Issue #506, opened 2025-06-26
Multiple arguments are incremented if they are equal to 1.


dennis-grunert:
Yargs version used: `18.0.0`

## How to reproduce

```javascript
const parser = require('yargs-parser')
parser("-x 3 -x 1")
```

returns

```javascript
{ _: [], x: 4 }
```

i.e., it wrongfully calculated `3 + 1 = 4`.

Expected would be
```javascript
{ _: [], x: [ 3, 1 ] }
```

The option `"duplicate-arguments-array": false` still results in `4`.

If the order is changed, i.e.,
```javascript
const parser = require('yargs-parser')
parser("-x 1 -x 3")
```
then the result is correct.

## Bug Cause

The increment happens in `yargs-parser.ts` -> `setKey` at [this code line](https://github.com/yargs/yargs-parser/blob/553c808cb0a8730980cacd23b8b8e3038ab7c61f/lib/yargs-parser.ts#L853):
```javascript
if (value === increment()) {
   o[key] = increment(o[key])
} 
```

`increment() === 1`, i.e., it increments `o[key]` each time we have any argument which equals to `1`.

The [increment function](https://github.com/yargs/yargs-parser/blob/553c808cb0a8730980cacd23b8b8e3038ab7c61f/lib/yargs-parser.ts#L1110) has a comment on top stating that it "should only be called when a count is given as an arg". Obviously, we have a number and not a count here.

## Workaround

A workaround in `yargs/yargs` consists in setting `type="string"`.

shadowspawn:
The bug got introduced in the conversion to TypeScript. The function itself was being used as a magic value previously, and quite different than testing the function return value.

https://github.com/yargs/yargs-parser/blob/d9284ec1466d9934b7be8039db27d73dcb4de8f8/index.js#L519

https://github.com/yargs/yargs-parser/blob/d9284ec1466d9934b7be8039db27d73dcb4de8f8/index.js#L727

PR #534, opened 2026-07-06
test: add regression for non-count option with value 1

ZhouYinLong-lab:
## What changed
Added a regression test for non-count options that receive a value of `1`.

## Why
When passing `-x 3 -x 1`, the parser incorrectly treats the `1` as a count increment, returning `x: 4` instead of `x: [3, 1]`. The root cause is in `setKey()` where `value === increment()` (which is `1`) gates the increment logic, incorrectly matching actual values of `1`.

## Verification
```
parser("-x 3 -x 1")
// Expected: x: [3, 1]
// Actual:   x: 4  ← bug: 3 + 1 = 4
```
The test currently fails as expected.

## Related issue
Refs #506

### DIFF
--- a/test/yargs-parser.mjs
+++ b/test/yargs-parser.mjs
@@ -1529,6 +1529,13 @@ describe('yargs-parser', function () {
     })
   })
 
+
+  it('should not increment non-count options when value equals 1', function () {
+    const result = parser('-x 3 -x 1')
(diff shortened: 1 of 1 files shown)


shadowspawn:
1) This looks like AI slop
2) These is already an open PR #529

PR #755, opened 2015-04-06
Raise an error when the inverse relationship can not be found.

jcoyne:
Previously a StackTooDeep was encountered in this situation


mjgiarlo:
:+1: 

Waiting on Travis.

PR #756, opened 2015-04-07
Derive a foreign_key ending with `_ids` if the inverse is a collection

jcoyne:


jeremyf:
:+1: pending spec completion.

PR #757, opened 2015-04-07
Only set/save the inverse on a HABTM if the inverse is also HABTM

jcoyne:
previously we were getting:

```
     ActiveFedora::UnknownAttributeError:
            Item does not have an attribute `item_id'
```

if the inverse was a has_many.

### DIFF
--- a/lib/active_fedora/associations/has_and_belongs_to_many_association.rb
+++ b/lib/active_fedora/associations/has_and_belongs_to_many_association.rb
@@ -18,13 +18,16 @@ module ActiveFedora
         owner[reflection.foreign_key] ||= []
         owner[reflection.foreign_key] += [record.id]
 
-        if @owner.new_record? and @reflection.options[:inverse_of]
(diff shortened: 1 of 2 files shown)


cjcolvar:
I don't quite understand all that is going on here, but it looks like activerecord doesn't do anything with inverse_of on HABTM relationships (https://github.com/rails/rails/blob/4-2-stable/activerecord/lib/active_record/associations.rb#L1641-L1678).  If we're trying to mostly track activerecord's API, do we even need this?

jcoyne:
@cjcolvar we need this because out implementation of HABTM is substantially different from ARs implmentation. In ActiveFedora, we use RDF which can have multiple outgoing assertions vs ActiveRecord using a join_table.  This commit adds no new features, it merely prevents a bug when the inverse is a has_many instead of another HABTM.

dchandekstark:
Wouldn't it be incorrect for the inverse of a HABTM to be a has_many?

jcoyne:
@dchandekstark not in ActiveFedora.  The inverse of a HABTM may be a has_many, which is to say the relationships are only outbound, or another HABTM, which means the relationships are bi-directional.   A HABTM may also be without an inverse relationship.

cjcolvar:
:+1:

──────

(WHAT TO DO):
What's wanted here is every record, retyped exactly as shown above.

(RESULT):
Issue #506, opened 2025-06-26
Multiple arguments are incremented if they are equal to 1.


dennis-grunert:
Yargs version used: `18.0.0`

## How to reproduce

```javascript
const parser = require('yargs-parser')
parser("-x 3 -x 1")
```

returns

```javascript
{ _: [], x: 4 }
```

i.e., it wrongfully calculated `3 + 1 = 4`.

Expected would be
```javascript
{ _: [], x: [ 3, 1 ] }
```

The option `"duplicate-arguments-array": false` still results in `4`.

If the order is changed, i.e.,
```javascript
const parser = require('yargs-parser')
parser("-x 1 -x 3")
```
then the result is correct.

## Bug Cause

The increment happens in `yargs-parser.ts` -> `setKey` at [this code line](https://github.com/yargs/yargs-parser/blob/553c808cb0a8730980cacd23b8b8e3038ab7c61f/lib/yargs-parser.ts#L853):
```javascript
if (value === increment()) {
   o[key] = increment(o[key])
} 
```

`increment() === 1`, i.e., it increments `o[key]` each time we have any argument which equals to `1`.

The [increment function](https://github.com/yargs/yargs-parser/blob/553c808cb0a8730980cacd23b8b8e3038ab7c61f/lib/yargs-parser.ts#L1110) has a comment on top stating that it "should only be called when a count is given as an arg". Obviously, we have a number and not a count here.

## Workaround

A workaround in `yargs/yargs` consists in setting `type="string"`.

shadowspawn:
The bug got introduced in the conversion to TypeScript. The function itself was being used as a magic value previously, and quite different than testing the function return value.

https://github.com/yargs/yargs-parser/blob/d9284ec1466d9934b7be8039db27d73dcb4de8f8/index.js#L519

https://github.com/yargs/yargs-parser/blob/d9284ec1466d9934b7be8039db27d73dcb4de8f8/index.js#L727

PR #534, opened 2026-07-06
test: add regression for non-count option with value 1

ZhouYinLong-lab:
## What changed
Added a regression test for non-count options that receive a value of `1`.

## Why
When passing `-x 3 -x 1`, the parser incorrectly treats the `1` as a count increment, returning `x: 4` instead of `x: [3, 1]`. The root cause is in `setKey()` where `value === increment()` (which is `1`) gates the increment logic, incorrectly matching actual values of `1`.

## Verification
```
parser("-x 3 -x 1")
// Expected: x: [3, 1]
// Actual:   x: 4  ← bug: 3 + 1 = 4
```
The test currently fails as expected.

## Related issue
Refs #506

### DIFF
--- a/test/yargs-parser.mjs
+++ b/test/yargs-parser.mjs
@@ -1529,6 +1529,13 @@ describe('yargs-parser', function () {
     })
   })
 
+
+  it('should not increment non-count options when value equals 1', function () {
+    const result = parser('-x 3 -x 1')
(diff shortened: 1 of 1 files shown)


shadowspawn:
1) This looks like AI slop
2) These is already an open PR #529

PR #755, opened 2015-04-06
Raise an error when the inverse relationship can not be found.

jcoyne:
Previously a StackTooDeep was encountered in this situation


mjgiarlo:
:+1: 

Waiting on Travis.

PR #756, opened 2015-04-07
Derive a foreign_key ending with `_ids` if the inverse is a collection

jcoyne:


jeremyf:
:+1: pending spec completion.

PR #757, opened 2015-04-07
Only set/save the inverse on a HABTM if the inverse is also HABTM

jcoyne:
previously we were getting:

```
     ActiveFedora::UnknownAttributeError:
            Item does not have an attribute `item_id'
```

if the inverse was a has_many.

### DIFF
--- a/lib/active_fedora/associations/has_and_belongs_to_many_association.rb
+++ b/lib/active_fedora/associations/has_and_belongs_to_many_association.rb
@@ -18,13 +18,16 @@ module ActiveFedora
         owner[reflection.foreign_key] ||= []
         owner[reflection.foreign_key] += [record.id]
 
-        if @owner.new_record? and @reflection.options[:inverse_of]
(diff shortened: 1 of 2 files shown)


cjcolvar:
I don't quite understand all that is going on here, but it looks like activerecord doesn't do anything with inverse_of on HABTM relationships (https://github.com/rails/rails/blob/4-2-stable/activerecord/lib/active_record/associations.rb#L1641-L1678).  If we're trying to mostly track activerecord's API, do we even need this?

jcoyne:
@cjcolvar we need this because out implementation of HABTM is substantially different from ARs implmentation. In ActiveFedora, we use RDF which can have multiple outgoing assertions vs ActiveRecord using a join_table.  This commit adds no new features, it merely prevents a bug when the inverse is a has_many instead of another HABTM.

dchandekstark:
Wouldn't it be incorrect for the inverse of a HABTM to be a has_many?

jcoyne:
@dchandekstark not in ActiveFedora.  The inverse of a HABTM may be a has_many, which is to say the relationships are only outbound, or another HABTM, which means the relationships are bi-directional.   A HABTM may also be without an inverse relationship.

cjcolvar:
:+1:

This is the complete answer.